**ABOUT THIS TASK**
The expected response is a copy of every line in the entries below that includes the word "euljr".
DATASET RECORDS Block Start
Issue #673, opened 2020-05-26
Unable to use shortTitle in .series()


CMD-V:
In my ChartRenderer.js I was able to use `shortTitle` as seen below to remove the database prefix off of my table (antd) column titles.

```
  table: ({ resultSet }) => (
    <Table
      pagination={false}
      columns={resultSet.tableColumns().map(c => ({ title: c.shortTitle, key: c.key, dataIndex: c.key }))}
      dataSource={resultSet.tablePivot()}
    />
  )
```
When attempting to use this on my bar graph (chartjs) I was unable to get a similar result.

`  bar: ({ resultSet }) => {
    const data = {
      labels: resultSet.categories().map(c => c.category),
      datasets: resultSet.series().map((s, index) => ({
        label: s.shortTitle,
        data: s.series.map(r => r.value),
        backgroundColor: COLORS_SERIES[index],
        fill: false
      }))
    };
    const options = {
      scales: {
        xAxes: [
          {
            stacked: true
          }
        ]
      }
    };
    return <Bar data={data} options={options} />;`

here is where I am hoping to expose shortTitle:
https://github.com/cube-js/cube.js/blob/master/packages/cubejs-client-core/src/ResultSet.js#L74-L80

keydunov:
Hey @vasilev-alex @paveltiunov, just to give you some context here. We had a chat with @CMD-V  in Slack and it seems that `series()` method doesn't expose the `shortTitle` property, while `tableColumns()` does.

paveltiunov:
Yeah. Agree.

paveltiunov:
Contributions are welcomed here!

PR #5836, opened 2022-12-15
feat(@cubejs-client/core): expose shortTitle in series()

euljr:
**Check List**

Unable to use shortTitle in .series() #673

Hello Cube.JS team 👋 

I'm using Cube.JS client at Primer and we use the `.seriesNames()` and `.series()` methods. Recently, it was asked for us to use the `shortTitle` instead of `title`, and I found out that it isn't exposed in these methods (the same as the issue above).

This PR adds a few lines to expose `shortTitle` in `.seriesNames()` so we can have it in `.series()` as well.

Please forgive me for the naive implementation, as I don't understand very well what's happening here, I just did the same as it's done for the `title`.

I believe I can move the `pivotConfig.y.find(d => d === 'measures')` check to a boolean variable in order to avoid the extra `find` call, not sure what to name the variable though 🤔 

Let me know if it makes sense or if there is any other better way I'm not aware of, feel free to reach out if you need anything.

Regards,

Euler


paveltiunov:
Hey @euljr ! Looks good to me! Thanks for contributing!

PR #5838, opened 2022-12-15
fix(cubesql): Improve Thoughtspot compatibility

MazterQyou:
**Check List**

This PR improves compatibility with Thoughtspot by allowing certain expressions actively used by Thoughtspot.
List of supported expressions:

- Cast inside aggregate function (`SELECT AVG(CAST(expr AS FLOAT8))`)
- String concatenation with Cube dimension (`SELECT (str_dimension || 'literal')`)
- Equality check with extract in projection (`SELECT (EXTRACT(granularity FROM expr) = 'literal')`)
- Extracting month of quarter (`SELECT (((EXTRACT(MONTH FROM expr) - 1) % 3) + 1)`)
- Comparison check with date parts of two time dimensions in projection (`SELECT (EXTRACT(MONTH FROM expr1) < (EXTRACT(MONTH FROM expr2) + 1.0))`)
- Equality check in projection (`SELECT (LOWER(expr) = 'literal1' OR LOWER(expr) = 'literal2'`)
- Result of comparison of a dimension value with literal in projection (`SELECT (expr > 10.0)`)
- Dropping of doubling DateTrunc functions (`SELECT DATE_TRUNC('granularity', DATE_TRUNC('granularity', expr))`)
- Thoughtspot year DateTrunc expression (`SELECT DATE_TRUNC('month', CAST(CAST(((((EXTRACT(YEAR FROM expr) * 100) + 1) * 100) + 1) AS CHARACTER VARYING) AS timestamp))`)

Related tests for all the mentioned cases are included.


rust/cubesql/cubesql/src/compile/mod.rs
```diff
@@ -2384,6 +2384,7 @@ mod tests {
                 .dimensions,
             Some(vec![
                 "KibanaSampleDataEcommerce.order_date".to_string(),
```
gandronchik, line 2386: last_mod? Does it mean modified at?

rust/cubesql/cubesql/src/compile/rewrite/rules/split.rs
```diff
@@ -1544,6 +1680,77 @@ impl RewriteRules for SplitRules {
...
+                    agg_fun_expr("?fun", vec![column_expr("?column")], "?distinct"),
+                    "?alias_to_cube",
+                ),
+            ),
+            transforming_chain_rewrite(
+                "split-push-down-aggr-fun-cast-arg-float64-outer-replacer",
+                outer_projection_split_replacer("?expr", "?alias_to_cube"),
+                vec![(
+                    "?expr",
+                    agg_fun_expr(
```
gandronchik, line 1707: I think outer_projection_split_replacer can not contains agg_fun_expr

rust/cubesql/cubesql/src/compile/mod.rs
MazterQyou: Yeah, that was the idea. Think that's good enough or do you propose renaming it?

rust/cubesql/cubesql/src/compile/rewrite/rules/split.rs
MazterQyou: Lines L421-437 and L1614-1623 didn't have the problem with agg_fun_expr inside outer_projection. We're moving the cast here and it only affects Float64, so this should be bijective.

gandronchik (approved):

PR #5883, opened 2022-12-26
chore(cubestore): Improve safety on compaction

ovr:
Hello!

Any kind of migration doesn't remove old values from the database; it's why compaction should remove them.

Thanks


waralexrom (approved):
LGTM

PR #5933, opened 2023-01-06
feat(cubestore): Support lazy initialization for CacheStore

ovr:


rust/cubestore/cubestore/src/cachestore/lazy.rs
```diff
@@ -0,0 +1,168 @@
...
+        let mut guard = self.state.write().await;
+        match &*guard {
+            LazyRocksCacheStoreState::FromRemote {
+                path,
+                metastore_fs,
+                config,
+                // receiver will be closed on drop
+                init_flag: _,
+            } => {
+                let store =
```
ovr, line 78: I tried to use move logic with initializing state & std::mem::replace, but I realized that load_from_remote may fail.

rust/cubestore/cubestore/src/cachestore/lazy.rs
```diff
@@ -0,0 +1,168 @@
...
+        self.get_initialized_store()
+            .await
+            .unwrap()
+            .wait_upload_loop()
+            .await;
+    }
+
+    pub async fn stop_processing_loops(&self) {
+        if let Ok(store) = self.get_initialized_store().await {
+            store.stop_processing_loops().await;
```
ovr, line 121: Should I introduce a new state (`Closed`) to protect a problem when someone calls `CacheStore->init` after`stop_processing_loops`?

waralexrom (approved):
LGTM 👍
DATASET RECORDS Block End
**ANSWER TO THIS PROBLEM**
euljr:
Hey @euljr ! Looks good to me! Thanks for contributing!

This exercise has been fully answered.